- Prompt
Report back every line in the data that includes the string "mockDialogData".

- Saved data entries
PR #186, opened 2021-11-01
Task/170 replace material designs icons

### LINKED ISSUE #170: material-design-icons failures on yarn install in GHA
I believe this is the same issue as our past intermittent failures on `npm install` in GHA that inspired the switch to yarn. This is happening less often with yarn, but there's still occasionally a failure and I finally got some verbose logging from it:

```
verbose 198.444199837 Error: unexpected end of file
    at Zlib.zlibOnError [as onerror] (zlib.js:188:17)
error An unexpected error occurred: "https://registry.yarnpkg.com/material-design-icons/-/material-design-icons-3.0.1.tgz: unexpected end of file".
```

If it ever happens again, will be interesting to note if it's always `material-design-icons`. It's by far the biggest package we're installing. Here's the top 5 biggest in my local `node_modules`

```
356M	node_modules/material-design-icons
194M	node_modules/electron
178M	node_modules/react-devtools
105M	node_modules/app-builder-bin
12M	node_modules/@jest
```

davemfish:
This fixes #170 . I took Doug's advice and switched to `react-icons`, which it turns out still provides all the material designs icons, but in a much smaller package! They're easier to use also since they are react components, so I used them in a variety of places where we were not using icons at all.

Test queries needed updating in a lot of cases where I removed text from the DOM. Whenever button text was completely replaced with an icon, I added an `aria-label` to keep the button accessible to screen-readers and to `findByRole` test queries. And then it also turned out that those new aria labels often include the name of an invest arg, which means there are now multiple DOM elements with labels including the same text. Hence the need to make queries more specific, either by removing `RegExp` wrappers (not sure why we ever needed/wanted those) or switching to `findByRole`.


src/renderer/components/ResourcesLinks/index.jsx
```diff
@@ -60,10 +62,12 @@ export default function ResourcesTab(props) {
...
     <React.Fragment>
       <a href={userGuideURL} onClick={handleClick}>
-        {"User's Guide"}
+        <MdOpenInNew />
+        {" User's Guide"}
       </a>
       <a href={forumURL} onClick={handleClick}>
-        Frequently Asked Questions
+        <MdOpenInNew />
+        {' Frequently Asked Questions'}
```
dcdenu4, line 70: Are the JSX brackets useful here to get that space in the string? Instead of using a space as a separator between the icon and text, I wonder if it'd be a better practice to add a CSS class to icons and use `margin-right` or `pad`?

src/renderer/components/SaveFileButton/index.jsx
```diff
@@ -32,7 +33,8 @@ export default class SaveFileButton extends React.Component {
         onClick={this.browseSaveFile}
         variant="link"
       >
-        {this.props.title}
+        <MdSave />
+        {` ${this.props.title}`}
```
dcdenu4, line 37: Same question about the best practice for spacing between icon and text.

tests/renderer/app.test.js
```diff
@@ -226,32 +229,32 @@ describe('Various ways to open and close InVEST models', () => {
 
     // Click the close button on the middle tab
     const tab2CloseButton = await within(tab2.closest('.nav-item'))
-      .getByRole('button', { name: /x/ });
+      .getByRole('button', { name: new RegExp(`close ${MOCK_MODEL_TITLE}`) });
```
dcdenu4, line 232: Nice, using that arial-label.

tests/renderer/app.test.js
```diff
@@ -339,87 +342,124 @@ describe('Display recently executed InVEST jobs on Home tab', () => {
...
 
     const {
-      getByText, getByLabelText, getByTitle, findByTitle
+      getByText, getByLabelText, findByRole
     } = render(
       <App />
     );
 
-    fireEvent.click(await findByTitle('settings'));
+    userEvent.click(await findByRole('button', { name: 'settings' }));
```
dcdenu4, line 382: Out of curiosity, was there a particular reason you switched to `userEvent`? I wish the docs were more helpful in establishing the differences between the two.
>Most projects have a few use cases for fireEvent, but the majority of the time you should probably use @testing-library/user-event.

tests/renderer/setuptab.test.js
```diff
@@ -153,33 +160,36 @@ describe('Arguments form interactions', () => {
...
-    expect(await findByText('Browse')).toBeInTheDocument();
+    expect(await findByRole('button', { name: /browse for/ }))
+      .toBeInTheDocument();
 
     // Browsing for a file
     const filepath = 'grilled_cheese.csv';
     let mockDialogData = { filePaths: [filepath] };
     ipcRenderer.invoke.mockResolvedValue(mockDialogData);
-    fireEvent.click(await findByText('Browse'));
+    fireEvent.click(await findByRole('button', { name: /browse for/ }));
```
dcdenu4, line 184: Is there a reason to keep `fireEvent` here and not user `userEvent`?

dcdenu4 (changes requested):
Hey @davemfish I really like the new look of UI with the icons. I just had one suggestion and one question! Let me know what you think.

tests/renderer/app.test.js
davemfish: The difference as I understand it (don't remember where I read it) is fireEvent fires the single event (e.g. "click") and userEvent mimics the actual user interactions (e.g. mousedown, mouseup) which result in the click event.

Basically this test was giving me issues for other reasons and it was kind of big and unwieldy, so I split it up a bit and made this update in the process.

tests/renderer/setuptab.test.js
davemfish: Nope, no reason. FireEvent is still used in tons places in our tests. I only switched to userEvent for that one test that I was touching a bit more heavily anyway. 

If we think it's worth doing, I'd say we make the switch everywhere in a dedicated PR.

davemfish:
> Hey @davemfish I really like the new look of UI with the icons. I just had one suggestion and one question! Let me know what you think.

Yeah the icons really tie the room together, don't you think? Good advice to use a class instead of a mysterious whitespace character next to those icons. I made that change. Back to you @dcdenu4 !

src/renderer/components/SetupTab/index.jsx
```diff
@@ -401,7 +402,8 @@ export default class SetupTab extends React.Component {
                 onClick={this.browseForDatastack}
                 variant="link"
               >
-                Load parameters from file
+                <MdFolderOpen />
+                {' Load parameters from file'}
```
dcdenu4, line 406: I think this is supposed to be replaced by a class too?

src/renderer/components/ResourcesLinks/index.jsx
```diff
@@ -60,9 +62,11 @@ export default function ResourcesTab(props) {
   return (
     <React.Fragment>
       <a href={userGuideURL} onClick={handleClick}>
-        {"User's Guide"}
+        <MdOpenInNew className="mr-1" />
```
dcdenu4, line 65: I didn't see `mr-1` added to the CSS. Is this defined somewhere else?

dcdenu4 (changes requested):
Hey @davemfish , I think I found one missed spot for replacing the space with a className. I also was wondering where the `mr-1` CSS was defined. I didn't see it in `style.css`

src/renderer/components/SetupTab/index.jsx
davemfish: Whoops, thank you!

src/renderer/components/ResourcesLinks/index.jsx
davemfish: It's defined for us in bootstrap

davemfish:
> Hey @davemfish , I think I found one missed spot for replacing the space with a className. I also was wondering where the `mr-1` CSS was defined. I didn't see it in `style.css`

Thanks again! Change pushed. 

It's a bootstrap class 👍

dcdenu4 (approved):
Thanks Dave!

--

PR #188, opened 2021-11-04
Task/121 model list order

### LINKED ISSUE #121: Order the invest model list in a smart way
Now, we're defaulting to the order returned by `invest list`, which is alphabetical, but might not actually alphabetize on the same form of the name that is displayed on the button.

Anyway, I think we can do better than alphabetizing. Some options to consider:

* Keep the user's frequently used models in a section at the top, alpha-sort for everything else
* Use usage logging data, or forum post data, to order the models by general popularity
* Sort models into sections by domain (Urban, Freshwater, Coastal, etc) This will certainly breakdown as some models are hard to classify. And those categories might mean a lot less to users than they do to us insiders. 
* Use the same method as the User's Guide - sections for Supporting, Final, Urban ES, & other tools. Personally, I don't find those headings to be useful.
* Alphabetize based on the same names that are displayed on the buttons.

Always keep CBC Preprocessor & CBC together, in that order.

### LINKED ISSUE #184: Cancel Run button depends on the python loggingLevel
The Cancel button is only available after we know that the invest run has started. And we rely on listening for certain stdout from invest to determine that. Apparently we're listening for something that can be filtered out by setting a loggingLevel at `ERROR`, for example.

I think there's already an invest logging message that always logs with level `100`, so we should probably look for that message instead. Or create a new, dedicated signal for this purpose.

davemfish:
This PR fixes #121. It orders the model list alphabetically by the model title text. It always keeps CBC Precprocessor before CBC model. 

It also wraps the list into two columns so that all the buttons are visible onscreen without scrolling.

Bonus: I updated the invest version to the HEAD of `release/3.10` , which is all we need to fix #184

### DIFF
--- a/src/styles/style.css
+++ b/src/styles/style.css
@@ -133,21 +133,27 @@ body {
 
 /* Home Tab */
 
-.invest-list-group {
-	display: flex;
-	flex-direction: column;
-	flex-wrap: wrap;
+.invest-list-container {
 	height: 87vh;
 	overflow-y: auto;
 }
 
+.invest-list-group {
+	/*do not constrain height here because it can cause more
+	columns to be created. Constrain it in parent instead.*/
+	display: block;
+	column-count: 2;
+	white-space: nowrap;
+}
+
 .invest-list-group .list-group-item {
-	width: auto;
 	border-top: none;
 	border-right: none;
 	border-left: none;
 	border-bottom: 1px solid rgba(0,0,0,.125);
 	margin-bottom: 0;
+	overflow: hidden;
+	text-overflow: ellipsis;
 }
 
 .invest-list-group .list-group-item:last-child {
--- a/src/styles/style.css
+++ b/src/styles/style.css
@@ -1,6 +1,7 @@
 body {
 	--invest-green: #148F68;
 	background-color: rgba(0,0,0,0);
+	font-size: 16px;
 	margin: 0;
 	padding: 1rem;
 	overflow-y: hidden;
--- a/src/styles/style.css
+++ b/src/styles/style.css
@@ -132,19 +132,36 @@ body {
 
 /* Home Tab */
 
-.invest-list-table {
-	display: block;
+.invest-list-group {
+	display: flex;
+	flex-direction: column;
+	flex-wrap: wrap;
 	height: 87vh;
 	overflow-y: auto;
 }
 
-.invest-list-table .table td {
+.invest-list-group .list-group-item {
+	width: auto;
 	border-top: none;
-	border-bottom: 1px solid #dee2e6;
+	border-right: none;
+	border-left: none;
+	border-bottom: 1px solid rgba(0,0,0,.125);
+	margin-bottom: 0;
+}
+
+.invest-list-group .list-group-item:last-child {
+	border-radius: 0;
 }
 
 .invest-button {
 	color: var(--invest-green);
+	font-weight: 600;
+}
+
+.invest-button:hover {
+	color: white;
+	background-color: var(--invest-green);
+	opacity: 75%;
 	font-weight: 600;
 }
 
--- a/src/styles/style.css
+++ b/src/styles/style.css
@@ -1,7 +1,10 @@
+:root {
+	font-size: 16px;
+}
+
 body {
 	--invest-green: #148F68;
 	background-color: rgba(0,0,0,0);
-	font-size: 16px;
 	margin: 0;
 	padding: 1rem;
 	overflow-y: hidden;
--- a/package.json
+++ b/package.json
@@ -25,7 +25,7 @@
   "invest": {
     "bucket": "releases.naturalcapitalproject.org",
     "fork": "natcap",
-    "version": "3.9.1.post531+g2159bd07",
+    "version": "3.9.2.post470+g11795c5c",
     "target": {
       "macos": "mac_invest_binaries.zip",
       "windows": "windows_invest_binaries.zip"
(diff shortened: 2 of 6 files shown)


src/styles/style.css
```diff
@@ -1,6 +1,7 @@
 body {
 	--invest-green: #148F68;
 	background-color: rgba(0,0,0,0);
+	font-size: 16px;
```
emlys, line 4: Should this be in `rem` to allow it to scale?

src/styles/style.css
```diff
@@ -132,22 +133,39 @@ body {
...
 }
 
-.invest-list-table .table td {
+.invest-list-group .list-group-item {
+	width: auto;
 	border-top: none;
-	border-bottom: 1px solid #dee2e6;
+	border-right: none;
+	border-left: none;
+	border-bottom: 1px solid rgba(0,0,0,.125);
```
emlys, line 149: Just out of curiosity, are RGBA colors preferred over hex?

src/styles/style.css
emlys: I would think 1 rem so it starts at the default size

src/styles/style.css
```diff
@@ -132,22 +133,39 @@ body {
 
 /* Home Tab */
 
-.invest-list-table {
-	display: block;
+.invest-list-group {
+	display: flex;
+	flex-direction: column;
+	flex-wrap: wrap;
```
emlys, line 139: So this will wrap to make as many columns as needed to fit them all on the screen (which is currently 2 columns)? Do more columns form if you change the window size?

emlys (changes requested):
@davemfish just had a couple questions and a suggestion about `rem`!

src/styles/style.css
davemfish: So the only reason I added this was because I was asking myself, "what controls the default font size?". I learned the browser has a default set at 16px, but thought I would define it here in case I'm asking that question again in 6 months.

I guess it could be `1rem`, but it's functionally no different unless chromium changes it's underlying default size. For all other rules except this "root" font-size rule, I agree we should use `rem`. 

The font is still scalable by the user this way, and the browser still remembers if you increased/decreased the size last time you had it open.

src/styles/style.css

- Result below
     let mockDialogData = { filePaths: [filepath] };
     ipcRenderer.invoke.mockResolvedValue(mockDialogData);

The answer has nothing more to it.